TASK DETAILS
Among the entries, which lines carry the string "staticfloat"? Copy each of them.

[Stored data]
******************************

PR #1840, opened 2020-05-27
Clean up `jl_XXX-download.gz.sha256` files

staticfloat:
Because PlatformEngines assumes you may want to verify a tarball later, it spits out `.sha256` files to optimize for hashing in the future.  This is fine when you're downloading to a permanent location or a directory that was created by `mktempdir()`, but if your download location is just a file sitting in `/tmp` which you clean up manually afterward, you need to clean up that `.sha256` file as well.

### DIFF
--- a/src/PlatformEngines.jl
+++ b/src/PlatformEngines.jl
@@ -1226,7 +1226,9 @@ function download_verify_unpack(
         unpack(tarball_path, dest; verbose=verbose)
     finally
         if remove_tarball
-            Base.rm(tarball_path)
+            Base.rm(tarball)
+            # Remove cached tarball hash, if it exists.
+            Base.rm(string(tarball, ".sha256"); force=true)
         end
     end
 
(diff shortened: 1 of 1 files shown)


src/PlatformEngines.jl
```diff
@@ -1226,7 +1226,9 @@ function download_verify_unpack(
         unpack(tarball_path, dest; verbose=verbose)
     finally
         if remove_tarball
-            Base.rm(tarball_path)
+            Base.rm(tarball)
+            # Remove cached tarball hash, if it exists.
+            Base.rm(string(tarball, ".sha256"); force=true)
```
fredrikekre, line 1231: `tarball` does not seem to be defined, should it be
```suggestion
            Base.rm(tarball_path)
            # Remove cached tarball hash, if it exists.
            Base.rm(string(tarball_path, ".sha256"); force=true)
```
as the original code?

staticfloat: yeah, I don't know what happened.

******************************

SOLUTION BELOW
staticfloat:
staticfloat: yeah, I don't know what happened.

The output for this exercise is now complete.